They are plastic tanks sitting on the ground.


----------



## Protech (Sep 22, 2008)




----------



## SlickRick (Sep 3, 2009)

Protech said:


>


 
Your right about that. I have the pictures in my head ! :laughing:

Most likely he is placing orders with a local vendor that trucks it out of Kabul. And it is going to be metric.
It will be a system of water storage, a pump and pipe.
sewage into a holding tank and pumped by the same contractor.
We will see.
It would take me 1 day to set up if I were there. This could be interesting but well worth it.

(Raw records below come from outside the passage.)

PR #5566, opened 2024-05-13
fix(query-builder): don't remove joins used by other joins during pagination

### LINKED ISSUE #5565: Join gets removed when the populate doesn't include the nested orderBy relation
### Describe the bug

When the orderBy is nested and the populate does not include the nested entities it will throw out the joins needed for the orderBy to work.
This is likely due to https://github.com/mikro-orm/mikro-orm/commit/d228976d9ca4b8a2e69361ad31f63ef88977ee9e

### Reproduction

https://github.com/mikro-orm/mikro-orm/pull/5566

@mikro-orm/postgresql

### MikroORM version

6.2.5

### Node.js version

18.x

### Operating system

MacOS

### Validations

AdriVanHoudt:
Fixes  #5565

### DIFF
--- a/.yarnrc.yml
+++ b/.yarnrc.yml
@@ -3,3 +3,5 @@ compressionLevel: mixed
 enableGlobalCache: false
 
 nodeLinker: node-modules
+
+yarnPath: .yarn/releases/yarn-4.2.2.cjs
--- a/.yarnrc.yml
+++ b/.yarnrc.yml
@@ -3,5 +3,3 @@ compressionLevel: mixed
 enableGlobalCache: false
 
 nodeLinker: node-modules
-
-yarnPath: .yarn/releases/yarn-4.2.2.cjs
--- a/packages/knex/src/query/QueryBuilder.ts
+++ b/packages/knex/src/query/QueryBuilder.ts
@@ -1583,7 +1583,7 @@ export class QueryBuilder<T extends object = AnyEntity> {
     const orderByAliases = this._orderBy
       .flatMap(hint => Object.keys(hint))
       .map(k => k.split('.')[0]);
-      const ownerAliases = Object.values(this._joins).map(join => join.ownerAlias);
+    const ownerAliases = Object.values(this._joins).map(join => join.ownerAlias);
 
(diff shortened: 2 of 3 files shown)


.yarnrc.yml
```diff
@@ -3,3 +3,5 @@ compressionLevel: mixed
 enableGlobalCache: false
 
 nodeLinker: node-modules
+
+yarnPath: .yarn/releases/yarn-4.2.2.cjs
```
B4nan, line 7:
```suggestion
```

packages/knex/src/query/QueryBuilder.ts
```diff
@@ -1583,6 +1583,7 @@ export class QueryBuilder<T extends object = AnyEntity> {
     const orderByAliases = this._orderBy
       .flatMap(hint => Object.keys(hint))
       .map(k => k.split('.')[0]);
+      const ownerAliases = Object.values(this._joins).map(join => join.ownerAlias);
```
B4nan, line 1586:
```suggestion
    const ownerAliases = Object.values(this._joins).map(join => join.ownerAlias);
```

.yarnrc.yml
B4nan: you should be using corepack, i guess you skipped this step if this was added automatically

packages/knex/src/query/QueryBuilder.ts
```diff
@@ -1596,11 +1596,26 @@ export class QueryBuilder<T extends object = AnyEntity> {
...
+
+    for (const orderByAlias of orderByAliases) {
+      addParentAlias(orderByAlias);
+    }
+
+    for (const [key, join] of joins) {
       const path = join.path?.replace(/\[populate]|\[pivot]|:ref/g, '').replace(new RegExp(`^${meta.className}.`), '');
 
-      if (!populate.has(path ?? '') && !orderByAliases.includes(join.alias)) {
+      if (!populate.has(path ?? '') && !orderByAliases.includes(join.alias) && !ownerAliases.includes(join.alias)) {
```
B4nan, line 1618:
```suggestion
      if (!populate.has(path ?? '') && !orderByAliases.includes(join.alias)) {
```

He is what 8-10 hrs ahead of us?


----------



## uaplumber (Jun 16, 2008)

Redwood said:


> Contractors tend to be REMF's and not make it to firebases in the boonies.:laughing:


 Way Wrong Redwood, sorry to dissapoint.


----------



## Associated Plum (Nov 4, 2008)

MDarg said:


> I considered 3/4" for the supply lines and 1/2" or 3/4" for the shower lines. and 3/8" for the sink grey water.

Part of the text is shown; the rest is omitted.